I received my set of the pink brushes this morning!! They only took 3 days to get to the uk!
So far they seem pretty good quality, the hair is a nice texture. I haven't used them to apply make-up yet but i'll be using them tomorrow so i'll let you know what they're like


----------



## cyens (Feb 9, 2006)

I ordered the 16 set with goat hair that got white handles and the black " leather look " bag. I'll post pictures and comment when I recieve and used them.


----------



## labwom (Feb 10, 2006)

Oh no I want the pink ones too!! I dont even like pink. wtf!!


----------



## Dreamergirl3 (Feb 10, 2006)

ooh kissmypinkstar, will you post pics? Pretty pleeeease 
	

	
	
		
		

		
		
	


	




 And Cyens, I can't wait to see yours! **excited**


----------



## cyens (Feb 10, 2006)

Dreamergirl3: I see your being a smart shopper, waiting for everyone to buy some first before you make a move.... LOL its ok, I do the same


----------



## Dreamergirl3 (Feb 10, 2006)

Quote:

   Originally Posted by *cyens* 
_Dreamergirl3: I see your being a smart shopper, waiting for everyone to buy some first before you make a move.... LOL its ok, I do the same 
	

	
	
		
		

		
		
	


	


_

 
Haha, yes! Plus, I am picky about my brushes. It's almost hard to believe that at these prices, the brushes aren't that bad! That, and I'm broke bwahahaha. Thanks again everybody


----------



## kissmypinkstar (Feb 10, 2006)

Quote:

   Originally Posted by *Dreamergirl3* 
_ooh kissmypinkstar, will you post pics? Pretty pleeeease 
	

	
	
		
		

		
		
	


	




 And Cyens, I can't wait to see yours! **excited**_

 
I'll post some tomorrow 
	

	
	
		
		

		
		
	


	




 Used them to apply my make-up today and they were great! xx


----------



## cyens (Feb 11, 2006)

Well I believe a brush is a brush. Like they say, the brush doesnt make the artist. 

If they sucks at aplying make-up, I use them to paint my canvas'... no lost here lol


----------



## lovejam (Feb 24, 2006)

Just received the pink brushes, and most of them are... Okay, I guess.
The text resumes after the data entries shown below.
PR #24319, opened 2022-01-27
[NEW] Create server event when a setting is updated

KevLehman:

### DIFF
--- a/apps/meteor/app/api/server/v1/settings.ts
+++ b/apps/meteor/app/api/server/v1/settings.ts
@@ -8,8 +8,9 @@ import {
 	isSettingsUpdatePropsActions,
 	isSettingsUpdatePropsColor,
 } from '@rocket.chat/rest-typings';
+import farmhash from 'farmhash';
 
-import { Settings } from '../../../models/server/raw';
+import { Settings, ServerEvents } from '../../../models/server/raw';
 import { hasPermission } from '../../../authorization/server';
 import { API, ResultFor } from '../api';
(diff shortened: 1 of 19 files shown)


lib/settingsChangeWatcher.ts
```diff
@@ -0,0 +1,37 @@
...
+	const currentSetting = settings.get(settingId);
+	if (currentSetting === targetValue) {
+		logger.debug(`Cannot store change metadata for ${settingId}. Setting didn't change`);
+		return;
+	}
+	const event = {
+		t: IServerEventType.SETTING_MODIFIED,
+		ts: new Date(),
+		u: {
+			_id: uid,
```
murtaza98, line 20: Since we're just storing the id of the user, so if this user is deleted from the server, then it means we won't be able to track back to the updater.
So, wanted to confirm if this is the intended behaviour? I feel this info might be required for audit purposes...Would it be okay if we also put the username or name within this user object?  .... maybe we can even create a setting for this to make it configurable

app/models/server/raw/Settings.ts
```diff
@@ -57,7 +63,10 @@ export class SettingsRaw extends BaseRaw<ISetting> {
 				value,
 			},
 		};
+		console.log('--------------------------');
+		console.log(_id, value, _editor, uid);
```
murtaza98, line 67:
```suggestion
```

KevLehman:
Closing as this is a conflict more than a PR right now. I'll re-create it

The blush and powder brushes are good and soft, and while all the e/s brushes are a bit rough, I'm sure I can use a couple.

However, the fan brush's hairs are falling out, and the angle brush is so stiff I can't use it at all. Also, most of the brushes had little brown specks in them, like dirt or something.

I cleaned all the brushes, and some of them softened up a bit, but all in all... This wasn't a wise purchase. Had the person been selling just the blush and powder brushes, I would have gone for those. As it is, I paid almost $30 for a set of brushes that, for the most part, I won't really be able to use.

In the future, I'll just do what I've been doing: Very slowly building up a collection of high-quality expensive brushes. I feel like an idiot for falling for the cute brushes with the small pricetag. Oh, well. I'll keep the ones I like, and maybe just toss the ones I can't use. Which sucks, since I'll end up keeping like four brushes out of a 13-piece set. I guess I've learned my lesson.


----------



## cyens (Feb 25, 2006)

Damn... I havent recieved my kit yet, and for 14$ US shipping, 14days to ship is realy expensif!!!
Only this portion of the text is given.